PR #940, opened 2021-02-25
A few missing lines of get methods of particle data are added

syjlee:
## Description
Few missing lines in export_LocalParticleData in ParticleData.h caused attribute error when getting those particle data.
Three lines are added for net_force, net_virial, net_torque, each.

## Motivation and context
Logging particle data: net_force and other more through local snapshot didn't work due to few missing lines.

## How has this been tested?
With simple running script:
```
def log_net_force():
    with sim.state.cpu_local_snapshot as snap:
        indices = np.argsort(snap.particles.tag)
        # indexing by array automatically copies data
        return snap.particles.net_force[indices]
```

- [o] I have reviewed the [**Contributor Guidelines**](https://github.com/glotzerlab/hoomd-blue/blob/master/CONTRIBUTING.md).
- [o] I agree with the terms of the [**HOOMD-blue Contributor Agreement**](https://github.com/glotzerlab/hoomd-blue/blob/master/ContributorAgreement.md).


syjlee:
@b-butler I wonder why getNetForce is Scalar4, not Scalar3. I think net_force should generate three-element vector.

joaander:
HOOMD stores the net per-particle energy in the 4th component of net_force. The local data snapshot should return a view of just the first 3 elements. 

I do not know why net_torque is a scalar4. The 4th component is unused.

joaander:
@syjlee You can leave the code-review auto-assigments in place. They help distribute code reviews among a group of developers. If you need to ping a specific person, feel free to add them.

syjlee:
1. If I want to generate only the first three components of net_force in ParticleLocalAccess, is export_LocalParticleData in ParticleData.h only place I need to tell to export only the first three in the array?
2. net_torque is Scalar4 across other files in hoomd. And with shallow screening, all four components seem to be used in integration calculation.

joaander:
> 1. If I want to generate only the first three components of net_force in ParticleLocalAccess, is export_LocalParticleData in ParticleData.h only place I need to tell to export only the first three in the array?

I don't know, @b-butler should be able to answer this.

> 2. net_torque is Scalar4 across other files in hoomd. And with shallow screening, all four components seem to be used in integration calculation.

The integrator ignores the .w component of the `net_torque` vector: https://github.com/glotzerlab/hoomd-blue/blob/2f0966faa8b6ccd260efbd761c67761511b63f7f/hoomd/md/TwoStepNVE.cc#L178

Integrator does add up all the .w components: https://github.com/glotzerlab/hoomd-blue/blob/2f0966faa8b6ccd260efbd761c67761511b63f7f/hoomd/Integrator.cc#L372-L375
But if you look at the forces, they always set the 4th component to 0.

b-butler (approved):
Thanks @syjlee!

b-butler (changes requested):
Actually we need to wait, there are some residual things that need to be cleaned up in the C++ code.

b-butler:
@syjlee you can make the torques only use the first three entries, just set the second dimension size to 3 in `getNetTorque`.

joaander:
This is failing tests on the GPU: https://dev.azure.com/glotzerlab/hoomd-blue/_build/results?buildId=10526&view=logs&j=fdb24454-8954-52a4-1b2d-7de6a8c2d450&t=1ee31097-8742-507c-39b9-1f83218a9f6b&l=1594

syjlee:
From the error details, does the error have something to do with an incompatibility in the number of particles in test_local_snapshot.py?

joaander:
> From the error details, does the error have something to do with an incompatibility in the number of particles in test_local_snapshot.py?

The test also fails on the CPU. It only fails when the test is run with MPI enabled. It appears that this test has 5 total particles - 4 on rank 0 and 1 on rank 1. You can see this in the output of pytest (rank0):
```
E       ValueError: could not broadcast input array from shape (5,3) into shape (4,3)
```
and the rank1 output in pytest.out.1
```
ValueError: could not broadcast input array from shape (5,3) into shape (1,3)
```

@b-butler It isn't clear to me how the updated test is supposed to work. It appears to be initializing from a global snapshot, and then immediately assigning values to local snapshots.
```
            sim.create_state_from_snapshot(base_snapshot)
            with sim.state.cpu_local_snapshot as snap:
                particle_data = getattr(snap, 'particles')
                for attr, inner_dict in _particle_local_data.items():
                    getattr(particle_data, attr)[:] = inner_dict['value']
```
Should these tests be marked for serial only execution? What is the assignment attempting to achieve?

Also, the test seems to replicate code already in conftest.simulation_factory. We could use that fixture here.

Lastly, we could avoid so many skipped tests (namely, the `TestLocalSnapshotGPUDevice` run on the CPU device) if we moved the implementation of`conftest.simulation_factory.make_simulation` into a non-fixture callable function `make_simulation_impl(device_)` which you could explicitly call in `TestLocalSnapshotGPUDevice` with a GPU device. Now that I explain it, it wouldn't avoid any skipped tests on the CPU only builds (we would have to skip these explicit GPU tests) - but it would avoid the skipped tests in GPU builds.

b-butler:
I messed up on the implementation their for MPI. That isn't a test though, but just an initialization of the simulation for all other tests for the local snapshot. I am attempting to use the `simulation_factory` fixture now, which should shorten the test code a decent bit.

I am not sure I understand your comment about not skipping tests, I could make the code such that it checked the device and ran the appropriate tests which should result in lower numbers of skipped tests, but that would require removing away a fixture.

joaander:
The skipped tests is a minor issue. I don't know why, but it bugs me when I see the test output:
```
hoomd/pytest/test_local_snapshot.py .ssssssssssssss........................................................................... [ 11%]
.............................................................................................................................. [ 27%]
.............................................................................................................................. [ 43%]
...............................................sssssssssssssssssssssssssssssssssssssssssssssssssssssssssssssssssssssssssssssss [ 60%]
ssssssssssssssssssssssssssssssssssssssssssssssssssssssssssssssssssssssssssssssssssssssssssssssssssssssssssssssssssssssssssssss [ 76%]
ssssssssssssssssssssssssssssssssssssssssssssssssssssssssssssssssssssssssssssssssssssssssssssssssssssssssssssssssssssssssssssss [ 92%]
ssssssssssssssssssssssssssssssssssssssssssssssssssssssssss  
```
or (on the GPU):
```
hoomd/pytest/test_local_snapshot.py .......................................................................................... [  6%]
.............................................................................................................................. [ 15%]
.............................................................................................................................s [ 25%]
ssssssssssssssssssssssssssssssssssssssssssssssssssssssssssssssssssssssssssssssssssssssssssssssssssssssssssssssssssssssssssssss [ 34%]
ssssssssssssssssssssssssssssssssssssssssssssssssssssssssssssssssssssssssssssssssssssssssssssssssssssssssssssssssssssssssssssss [ 43%]
ssssssssssssssssssssssssssssssssssssssssssssssssssssssssssssssssssssssssssssssssssssssssssssssssssssssssssssssssssssssssssssss [ 52%]
ssssssssssssssssssssssssssssssssssssssssssssssssssssssssssssssssssssssssssssssssssssssssssssssssssssssssssssssssssssssssssssss [ 62%]
ssssssssssssssssssssssssssssssssssssssssssssssssssssssssssssssssssssssssssssssssssssssssssssssssssssssssssssssssssssssssssssss [ 71%]
sssssssssssssssssssssssssssssssssssssssssssssssssss.................ss..ss..ss..ss..ss..ss..ss..ss..ss..ss..ss..ss..ss..ss..ss [ 80%]
..ss..ss..ss..ss..ss..ss..ss..ss..ss..ss..ss..ss..ss..ss..ss..ss..ss..ss..ss..ss..ss..ss..ss..ss..ss..ss..ss..ss..ss..ss..ss.. [ 89%]
ss..ss..ss..ss..ss..ss..ss..ss..ss..ss..ss..ss..ss..ss..ss..ss..ss..ss..ss..ss..ss..ss..ss..ss..ss..ss..ss..ss..ss..ss..ss..ss [ 98%]
..ss..ss..ss..  
```
It just seems that there should be a better way to do this. It comes from the dependency of the `device` fixture which is parameterized on GPU and CPU while you have tests that are specific to one device type or the other. Ideally we wouldn't even generate test cases for invalid configurations - which is why I suggested refactoring the `make_simulation` to make a version callable that doesn't depend on the parameterized fixture.

b-butler:
The latest push should fix invalid configurations and perform the same tests.

b-butler (approved):
LGTM, I also implemented most of the changes to the tests, and some to the implementation, so it would be good to get another set of eyes besides mine on this.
* * *
*Problem to solve*
Where a line of the entries contains the word "seems", copy that line.

*Written reply*
Also, the test seems to replicate code already in conftest.simulation_factory. We could use that fixture here.
It just seems that there should be a better way to do this. It comes from the dependency of the `device` fixture which is parameterized on GPU and CPU while you have tests that are specific to one device type or the other. Ideally we wouldn't even generate test cases for invalid configurations - which is why I suggested refactoring the `make_simulation` to make a version callable that doesn't depend on the parameterized fixture.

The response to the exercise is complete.